__Stored data__
*** Block opens ***
PR #776, opened 2019-05-21
Rename trait instead hiding, because your minimum version 1.31 don't …

EPashkin:
…support this

Part of #772

cc @GuillaumeGomez, @sdroege, @fkrull

### DIFF
--- a/src/analysis/properties.rs
+++ b/src/analysis/properties.rs
@@ -227,8 +227,8 @@ fn analyze_property(
     };
 
     if !generate_trait && (writable || readable || notifiable) {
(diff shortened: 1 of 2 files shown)


EPashkin:
Or "glib::object::ObjectType as ObjectType_" same as we do with box "use std::boxed::Box as Box_" ?

sdroege:
See https://github.com/gtk-rs/cairo/pull/260/files#r285871201 but works for me either way

GuillaumeGomez:
I'd prefer "glib::object::ObjectType as ObjectType_". Just in case.

EPashkin:
Ok, let it be `glib::object::ObjectType as ObjectType_`

PR #779, opened 2019-05-21
Fix gconstpointer fixup

fkrull:
Ran into this: I have an _equals and _hash that take gconstpointer and I had to change the *mut to *const in the generated code to make it compile.

This change feels like it should have unintended side effects, but also if you're dealing with gconstpointer, *const seems always correct.


EPashkin:
@fkrull This change broke glib::DateTime because `Shared` types implement only `ToGlibPtr<*mut _>`,
can you show bad object definition`s "glib_wrapper!" and generated `hash` ?

fkrull:
@EPashkin Here's [the entire offending file](https://gitlab.com/fkrull/ostree-rs/blob/master/src/auto/collection_ref.rs). This is generated by this modified branch, but the only difference is the `*const` instead of `*mut`. I can dig out the error message, but I think it was just the opposite of what you described: that the type *doesn't* implement `ToGlibPtr<*mut _>`.

(The compiler helpfully suggested the `*const` implementation to me so I may have jumped to conclusions there.)

EPashkin:
Yes, Boxed types don't implement `ToGlibPtr<*mut _>`, so only boxed requires "*const" in `fixup_special_functions`.
Bad that detection logic for it is not compact.
You can set flag like `is_boxed` in https://github.com/gtk-rs/gir/blob/master/src/analysis/record.rs#L89-L91 and pass it all way down.

fkrull:
@EPashkin Ok, I've added a check on that flag which should fix glib.

EPashkin:
Can you fix pointer for `RecordType::AutoBoxed` too? This is second branch in https://github.com/gtk-rs/gir/blob/master/src/analysis/record.rs#L89-L91

fkrull:
@EPashkin Thanks for the hints. I hope that should be it now? glib generates as before and my tricky type got fixed up even without having to specify `use_boxed_functions` explicitly.

src/analysis/record.rs
```diff
@@ -80,23 +80,21 @@ pub fn new(env: &Env, obj: &GObject) -> Option<Info> {
         None => return None,
     };
 
-    let use_boxed_functions = obj.use_boxed_functions;
+    let use_boxed_functions =
+        obj.use_boxed_functions || RecordType::of(&record) == RecordType::AutoBoxed;
```
EPashkin: Please, rename variable to "is_boxed".

EPashkin:
@fkrull Good to hear that config not needed in your case.

EPashkin:
Thanks, I waiting CI just in case, then will do squash+merge

PR #842, opened 2016-11-16
Update simplecache.md

SpacePossum:
- Scoping down the `value` as Resources and things like lambda's won't fit in a cache ;) 
- Update some return hints to `false` since `bool` is to wide for no reason IMHO (as `true` is never returned).
- Added some notes about edge cases

Not sure about the semantics about `delete` not returning a `bool` to state if success or not while `setters` do.

Lets wrap this up and ship it! : D)

### DIFF
--- a/proposed/simplecache.md
+++ b/proposed/simplecache.md
@@ -127,7 +127,7 @@ interface CacheInterface
      * Persist data in the cache, uniquely referenced by a key with an optional expiration TTL time.
      *
      * @param string                $key   The key of the item to store
-     * @param mixed                 $value The value of the item to store
+     * @param mixed                 $value The value of the item to store, must be serializable
      * @param null|int|DateInterval $ttl   Optional. The TTL value of this item. If no value is sent and
      *                                     the driver supports TTL then the library may set a default value
      *                                     for it or let the driver take care of that.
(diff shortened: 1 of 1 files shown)


michaelcullum:
@php-fig/psr-16

proposed/simplecache.md
```diff
@@ -212,24 +212,26 @@ interface CounterInterface
     /**
      * Increment a value atomically in the cache by the given step value and return the new value
      *
-     * If the key does not exist, it is initialized to the value of $step
+     * If the key does not exist, it is initialized to the value of $step.
+     * If the value is increased above PHP_INT_MAX the return value is undefined.
```
samdark: Isn't it better to throw exception in this case?

proposed/simplecache.md
```diff
@@ -212,24 +212,26 @@ interface CounterInterface
...
+     * @return int|false The new value on success and false on failure
      */
     public function increment($key, $step = 1);
 
     /**
      * Decrement a value atomically in the cache by the given step value and return the new value
      *
-     * If the key does not exist, it is initialized to the value of -$step
+     * If the key does not exist, it is initialized to the value of -$step.
+     * If the value is decreased below PHP_INT_MIN the return value is undefined.
```
samdark: Isn't it better to throw exception in this case?

proposed/simplecache.md
```diff
@@ -127,7 +127,7 @@ interface CacheInterface
      * Persist data in the cache, uniquely referenced by a key with an optional expiration TTL time.
      *
      * @param string                $key   The key of the item to store
-     * @param mixed                 $value The value of the item to store
+     * @param mixed                 $value The value of the item to store, must be serializable
```
samdark: Yes, that's a good addition.

proposed/simplecache.md
SpacePossum: The problem will be to detect the cases since not all cache implementations deal with this the same way. Checking it on each call will create overhead without much gain. Therefor I'm in fav. that these edge cases should be handled at application level if needed.

Jean85: Also, a cache miss shouldn't break your application, as remarked on the ML.

Seldaek: No undefined means the behavior is not defined and maybe you get PHP_INT_MAX if you get an underflow, or you get 0 or false because it got borked, or god knows what the cache backend does :)

Seldaek:
Thanks, overall good cleanups I think :) :+1:

Seldaek:
@michaelcullum can we get this merged when you get a second? I don't know why the :+1: isn't unlocking the merge button this time around :/ Maybe just a delay thing.. will see tomorrow otherwise.

schnittstabil:
@Seldaek: I'm not a PullAprove expert, but the config says:
```
approve_regex: '^:\+1:'
```

Thus I think your comment – or at least a comment line – must start with :+1:, not end with it…

dragoonis:
:+1:

dragoonis:
@seldaek approved. We all happy here ?

dragoonis:
Jordi if you reply with just a thumb it will let you or me, as authors, merge it.

SpacePossum:
Thanks @Seldaek & @dragoonis for all the work on this, hope to see it out there soon! :)
Thanks @ the reviewers and maintainers/members for reviewing my PR.

PR #843, opened 2016-11-17
Updated PSR-11 info in numerical index

weierophinney:
Missed this when I added to to the Review section. This updates the coordinator and sponsor, as well as the status.


michaelcullum:
:+1:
*** Block closes ***
__Directions for this task__
Copy every line of the data that holds the string "atomically".

__Finished exercise__
      * Increment a value atomically in the cache by the given step value and return the new value
      * Decrement a value atomically in the cache by the given step value and return the new value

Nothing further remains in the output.